Do you want to detect if the memory device has been removed? Failed completely? Do bits "age"? If so, do they age-to-0 or age-to-1? Are there failure mechanisms inside the device that cause groups of bits to fail (e.g., a shared sense amplifier)?

Optical media, for example, assumes there will be scratches that will take out MANY "bits" -- but, that they will be related IN SPACE (cuz scratches are "contiguous events" across the surface)

The other problem is that someone may just inherit a checksum algorithm in a body of code and not consider how the hardware may have changed/evolved in the time since the algorithm was first designed/selected. So, the failure modes that it was designed to protect against might no longer be valid and, in fact, the algorithm may be ill-advised for the current hardware implementation!

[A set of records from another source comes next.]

PR #15049, opened 2023-10-27
fix(protocol): fix the `message.to == etherVault` bug

dantaik:
Reported by Victor from QuillAudits: if message.to == etherVault bug, then message can call releaseEther to drain all Ether from the audit.

I also added a modifier `onlyWhenNamed` so make sure if we change the "ether_vault" mapping to a different address **mistakenly** (we will probably register more address with different names, and it is possible that we accidentally change "ether_vault"), the the original EtherVault contract will no longer trust (or give access to) the Bridge contract. Otherwise, if the bridge still have access to the old EtherVault contract, message.to can be set to the old EtherVault contract to withdraw Ether.

- [ ] @adaki2004 can you verify the bug is real or not?
- [ ] @adaki2004 could you remove authorize() from EtherVault and use `onlyFromNamed("bridge")` instead?

### DIFF
--- a/packages/protocol/contracts/bridge/Bridge.sol
+++ b/packages/protocol/contracts/bridge/Bridge.sol
@@ -148,9 +148,7 @@ contract Bridge is EssentialContract, IBridge {
         isMessageRecalled[msgHash] = true;
 
         // Release necessary Ether from EtherVault.
-        EtherVault(resolve("ether_vault", false)).releaseEther(
-            address(this), message.value
-        );
+        EtherVault(resolve("ether_vault", false)).releaseEther(message.value);
 
         // Execute the recall logic based on the contract's support for the
         // IRecallableSender interface
@@ -197,9 +195,7 @@ contract Bridge is EssentialContract, IBridge {
         if (!received) revert B_NOT_RECEIVED();
 
         address payable ethVault = resolve("ether_vault", false);
-        EtherVault(ethVault).releaseEther(
-            address(this), message.value + message.fee
-        );
+        EtherVault(ethVault).releaseEther(message.value + message.fee);
 
         Status status;
         uint256 refundAmount;
@@ -272,7 +268,7 @@ contract Bridge is EssentialContract, IBridge {
         }
 
         address payable ethVault = resolve("ether_vault", false);
-        EtherVault(ethVault).releaseEther(address(this), message.value);
+        EtherVault(ethVault).releaseEther(message.value);
 
         // Attempt to invoke the messageCall.
         if (_invokeMessageCall(message, msgHash, gasleft())) {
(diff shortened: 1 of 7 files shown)


dantaik:
@adaki2004 could you remove authorize() from Bridge and use `onlyFromNamed("bridge")` instead?

packages/protocol/contracts/bridge/Bridge.sol
```diff
@@ -100,11 +100,14 @@ contract Bridge is EssentialContract, IBridge {
         if (message.to == address(0)) revert B_INVALID_TO();
         if (message.to == destBridge) revert B_INVALID_TO();
 
+        address etherValut = resolve("ether_vault", false);
```
adaki2004, line 103:
```suggestion
        address etherVault = resolve("ether_vault", false);
```

adaki2004:
> Reported by Victor from QuillAudits: if message.to == etherVault bug, then message can call releaseEther to drain all Ether from the audit.
>     * [ ]  @adaki2004 can you verify the bug is real or not?

I analyzed the code and i see no bug here - maybe a "mistake" like: why would anyone want to send ether/erc20 to our EtherVault ? Is there a way to get a more detailed description / workflow of the problem or a contact to Victor ?

How i see:
EtherVault has a receive() fallback, so the `_invokeMessageCall(message, msgHash, gasLimit)` could succeed.

If it succeeds, how anyone would get over this check below in the `recallMessage` ? 
```
bool received = _proveSignalReceived(
            _signalForFailedMessage(msgHash), message.destChainId, proof
        );
```

I do not see here a bug (maybe we can restrict the sending to EtherVault, the before mentioned reasons, to be stupid-proof) but i so far i could not figure out how it could drain all ether. 🤔

dantaik:
@adaki2004 a design decision to be made here: if EtherVault is not shared by more than one Bridge, maybe we simply take custody of Ether in the Bridge, I think that's even simpler. 

If we do need to share the same Ether Vault among multiple Bridges, then we still need the authorize() function. Now the question is: **do we really want to share the EtherVault among multiple Bridges/Rollups, what can such a shared EtherVault offer**

adaki2004:
> @adaki2004 a design decision to be made here: if EtherVault is not shared by more than one Bridge, maybe we simply take custody of Ether in the Bridge, I think that's even simpler.
> 
> If we do need to share the same Ether Vault among multiple Bridges, then we still need the authorize() function. Now the question is: **do we really want to share the EtherVault among multiple Bridges/Rollups, what can such a shared EtherVault offer**

I let it answer @Brechtpd

But just to highlight this design convo is a bit unrelated to the initial finding: a 'draining issue if `EtherVault` is the `message.to` reported by Quill'. I still could not figure it out how is it possible, could you please ask Victor to comment in this PR ?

I was tasked with making some changes to a product that relied on nonvolatile memory (BBSRAM) to hold accounting data (i.e., money). The twit who had designed the system assumed that storing the data in triplicate would buy him reliability. In theory, it would let him detect and correct any single bit error in a replicated datum!

E.g., if the three copies of bit #29 of a datum appear as (1,1,1), then you can probably assume it represents a '1'. Likewise, (0,0,0) to represent a '0'. The sets (0,0,1), (0,1,0) and (1,0,0) all suggest a '0' datum that has degraded and should be corrected to (0,0,0). Likewise, (1,1,0), (1,0,1) and (0,1,1) suggest a '1' datum that has been degraded and should be corrected to (1,1,1).

Fine, with 3 bits, the Hamming distance will only allow for a single bit detect/correct.

But, when you treat larger data (e.g., long words) as composite entities in your check algorithm INSTEAD OF GROUPS OF BITS, you lose all the benefits of this redundancy.

E.g., if you have the nybbles '9', '9' and '1' (1001, 1001, 0001), you can note that 1 != 9 but 9 == 9 so the '1' should be corrected to a '9' -- a single bit was in error.

OTOH, if you have '9', '8' and '1', you might say 9 != 8, 8 != 1, 9 != 1 and, therefore, you have no way to recover (no two nybbles are the same!). If, instead, you treat this as groups of 4 bits and notice that you really have two single bit errors (1001, 1000, 0001), then you can correct both of them. But, not if you treat the nybbles as the raw data! I.e., the twit had naively treated the nybbles as the data and could thus only correct a small subset of errors.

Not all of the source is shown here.